No entiendo: "que cuando no lo pulse denuevo lo apague" quieres que lo apague o no?

Los remotos de timbre como son de un solo estado: "ring ring" cada vez que presionas si queres que tenga dos estados con un simple estado, le puedes agregar un circuito de flip flop


----------



## vhg (Ene 29, 2010)

Para encender el cpu el pwr_btton cortocircuita a tierra momentaneamente los dos pines el diagrama q sugiero es para omitir el uso de un 555 como monoestable en el receptor .El emisor se basa en el hecho q no es necesario un tren de pulsos ya que no se utiliza ningun decodifcador en el receptor .En pocas palabras el emisor "ilumina" el diodo receptor sólo durante el tiempo que se mantenga presionado el pulsador. y en el receptor al recibir el haz el diodo IR comienza a conducir con la consecuente saturacion del transistor que lleva su colector a tierra (como un switch)


----------



## dalsaur (Ene 29, 2010)

lo de vhg, es la idea que tenia* " En pocas palabras el emisor "ilumina" el diodo receptor sólo durante el  tiempo que se mantenga presionado el pulsador. y en el receptor al  recibir el haz el diodo IR comienza a conducir con la consecuente  saturacion del transistor que lleva su colector a tierra (como un  switch) " f*abricarè el circuito quizas me funcione, la distancia sera un incoveniente pues creo que tendre que estar cerca del receptor creo que uno 50 cm para que dectecte la señal por ser un circuito sencillo  ò  funcionarà a una distacia mayor 

saludos

se me olvidava, podre usar un control remoto del tv o el dvd, o tiene que ser el del circuito pues viendo lo bien anbos funciona por  infrarojo


----------



## fernandoae (Ene 29, 2010)

*"f*abricarè el circuito quizas me funcione"
no te va a funcionar...  arma algo con los receptores TSOP y hace el receptor con el 555... vas a tener un alcance de mas de 12mts


----------



## Tomasito (Ene 29, 2010)

Concuerdo con fernando, usá un receptor de 36 o 38KHz (casi siempre vienen en TSOP).

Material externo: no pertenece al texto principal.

PR #260, opened 2016-08-28
Minor changes in contributing instructions

emmanuelle:


guide/index.rst
```diff
@@ -23,34 +23,57 @@ Make sure to read this `Documentation style guide`_ as well as these
 How to contribute ?
 ===================
 
-Choose a topic that is not yet covered and write it up !
+* If you spot typos, unclear or clumsy wording in the lecture notes, please
+  help to improve them. Simple text editing can be done by `editing files
+  in your GitHub fork
+  <https://help.github.com/articles/editing-files-in-your-repository/>`_ of
+  the lecture notes.
```
GaelVaroquaux: Maybe you should above all mention the "edit button", on the top of all pages

guide/index.rst
```diff
@@ -23,34 +23,57 @@ Make sure to read this `Documentation style guide`_ as well as these
...
+
+* Choose a topic that is not yet covered and write it up !
```
GaelVaroquaux: Maybe here you could mention that the right way to do this is first to create an issue on github, so that there is a discussion about the scope of the corresponding chapter.

GaelVaroquaux:
LGTM. Merging.

PR #264, opened 2016-08-29
Fix Travis Python 3 build

lesteve:
Using environment variables, as PYTHON_VERSION="$TRAVIS_PYTHON_VERSION"
does not seem to work.

While I was at it, I removed the virtualenv section which is not needed.

Build from master showing that Python 2.7 is used in the Python 3.4 build:
https://travis-ci.org/scipy-lectures/scipy-lecture-notes/jobs/155856706#L565

Build from my branch showing that Python 3.4 is used in the Python 3.4 build (as it should be):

Igual si eso funciona (funcionar es algo probable que funcione, pero no creo que bien), vas a poder prender la PC, pero no creo que la puedas apagar, porque para apagarla tenés que pulsar como 3 segundos el botón.

Además yo usaría un 4066 o similar, no un transistor, andá a saber eso qué señal espera, puede ser cualquier cosa tranquilamente, si ahí va un switch, cada mother puede esperar la señal que se le ocurra ahí...


----------



## fernandoae (Ene 29, 2010)

"porque para apagarla tenés que pulsar como 3 segundos el botón."
si funciona, porque si armas el Tx con un 555 va a ser continuo, por lo tanto la salida del receptor tambien


----------



## dalsaur (Ene 30, 2010)

ok, donde consigo el circuito del  Tx con un 555, fernandoae podrias facilitarmelo


----------



## vhg (Ene 30, 2010)

el emisor que estoy proponiendo es una señal IR continua (como un bombillo encendido) si usas un control remoto sera una sñal compuesta por un tren de pulsos


----------



## fernandoae (Ene 30, 2010)

"el emisor que estoy proponiendo es una señal IR continua"
NO, no tendria nada de alcance y lo accionaria cualquier fuente de luz! ej: el sol, una lampara... no tendria inmunidad a fuentes de iluminacion externas ese es el tèrmino adecuado.
Se hace un oscilador a 38Khz con un lm555 y se usa un "modulo receptor de infrarrojos"... que lo podes sacar de un tv viejo, una vcr... 
O comprarlo, es esto http://www.dled.com.ar/product/index/Receptor-IR-para-940nm/?id_product=171


----------



## dalsaur (Ene 30, 2010)

al fin encotre la solucion miren esto:http://translate.google.com.co/tran...hacks.troublem8ker.com/wordpress/?p=4&prev=_t

adaptando un transsistor npn y un relet a los pines del vibrador del celular y al hacer la llamada  comienza a conducir con la consecuente saturacion del transistor que lleva su colector a tierra (como un switch)

que les parece???


----------



## fernandoae (Ene 31, 2010)

Asi como está en la pagina vas a tirar un celular a la basura... no le podés conectar el rele directamente a los pines del motor, encima sin diodo, se generan picos de alta tension al desenergizar la bobina... arma un oscilador a 38khz con el 555, en google esta todo


----------



## elchacalesta (Ene 31, 2010)

hola que tal para la la opcion de usar in timbre inalambrico es la mas facial, configurando desde el bios para que con el swich de power si encienda y se apague el CPU. yo por ejemplo lo tengo confirurado asi por mis hijos y sobrinitos que tocan todo y al presionar el boton de power del cpu me apagaban la maquina (sin cerrar secion y eso no es bueno como todos sabemos) por eso cambie la configuracion para que al tocarlo se cierre la sesion y se apague el equipo.
por eso pienso que al conectar el swich de power del CPU en receptor del timbre inalambrico, al presionar el boton del trasmisor se ENCENDERA el CPU y al presionarlo de nuevo se APAGARA.- espero haber ayudado


----------



## fernandoae (Ene 31, 2010)

No, la idea del timbre no me convence porque no se sabe si es algo continuo o no, habria que ver. 
Lo del 555 está en google es cuestion de poner voluntad y buscar...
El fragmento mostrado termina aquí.